The state pushes more money in, to ensure growth, by borrowing more from the central bank, and on it goes, with ordinary people paying for it, via inflation and interest on private debt. The state debt will never be paid back. It would be a mathematical and political impossibility. The state is just doing what it needs to do to avoid economic collapse, whatever idealism politicians may have had when they started their careers. The banks are the dominant partner in the relationship. The Bank of England in no realistic way ‘belongs to’ or is controlled by the state, regardless of official documentation that might say that the state ‘owns’ it. In the US, there’s not even that pretence. For real control, look to where the money is.

The left is wrong to believe that the state is somehow a counterbalance to corporate and financial power, or that we’re going to solve this problem by electing a different party to government.

Money always concentrates in few hands, and that money will eventually spill into the political system and corrupt it. And money is always lent at interest. In the absence of any mechanisms to prevent these things, it means that the existence of money will always result in an undemocratic and unsustainable system.

Is there a solution, or are we doomed?

There’s a solution, or to be more precise, there’s a raft of solutions that can be networked together to change direction. But co-ordination is key. First – lifestyle change. You can go here right now and start downshifting and low-impacting. I know I said it isn’t enough – but it’s still important. There are also thousands of organisations building co-operative, peer-to-peer, mutual, open source and community-owned alternatives to the corporate sector, and a group of us will launch a website later in the year to co-ordinate these organisations to make it easier to de-link from the corporate sector for the essentials of life. We’ll let you know. There is one particular group working to build an entirely new money (or rather, moneyless) system. It’s very exciting – I think that it could provide the co-ordinating lifeblood for a non-corporate economy, and I think that this is the most inspirational introduction to it, from Tim Jenkin, who in 18 months, managed to make 10 wooden keys to escape from Pretoria maximum security prison during the apartheid era. You can be sure that he’s thought this through. Again, there will be much more about this on this very blog in the coming months, but see here, here and here for a more concise introduction.

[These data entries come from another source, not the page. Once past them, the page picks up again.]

PR #5510, opened 2025-05-13
Split BsplineAllocator into Single/MulitBsplineAllocator

ye-luo:
## Proposed changes
BsplineAllocator was servicing single and multi b-spline allocations. This PR decouple them. It seems that the single b-spline allocator is only used in unit tests. Eventually it should be the one in use in the builders.

- No

laptop

## Checklist


ye-luo:
Test this please

prckent (approved):
Fair enough. A bit more consistent.

prckent:
Editorial: This is not the place to make final plans, but I would like to see the spline codes moved from src/splineXYZ to a place under Numerics, or similar. einspline needs moving as well. They are not top level features like the wavefunctions or drivers. And as regards testing, we should get the splines near 100% - this is easily done and I worry about typos in little used paths (say, antiperiodic in Y), or when backflow gets reactivated. If we are to keep the current set of einspline files we can easily add the original einspline tests, but spline2 needs a bit more coverage imo in addition to a better and more meaningful name.

ye-luo:
The current spline related codes spread in `src/einspline`, `src/spline` and `src/spline2`.
@ylee88  and I are currently working on unwinding the spaghetti code in the builders and SPO classes. Coverage should go up as we make progress.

These things are only contributing to economic change – we’ll need non-corrupt (and incorruptible) governance systems to oversee public funds – some sort of local participatory budgeting, networked for regional decisions, for example. It’s not a pipe dream – it’s worked well in Brazil already, especially in Porto Alegre. And there will need to be global governance as well, to make decisions on global threats such as nuclear war, the rise of artificial intelligence or potential asteroid impact. There is no global governance at the moment – global disputes are settled as if the world were a giant school playground. The biggest kids get their own way, with no teachers around to ensure fair play or that no-one gets hurt. This is trickier, but there are more ideas now than ever before, as well as the tools required (the most important being, of course, the internet), and (surely?) the wisdom to avoid some of the bloodier potential solutions that have been tried before. Trump filling his cabinet with Goldman Sachs people isn’t going to make the task any easier (his claims that he was going to challenge the establishment were either outright lies, or he has a skewed idea of what constitutes the establishment), but it hasn’t made it impossible either. We’ll erode their power base from below, rather than challenging them head on.

So there’s no need for despair. There’s plenty to do. But first we have to accept that we’re headed for a very, very dark place unless we change direction. That’s not doom-mongering. Pretending that we can carry on as we are, just tinkering with the problem, but not changing direction (which means addressing the money system) – that’s doom-mongering.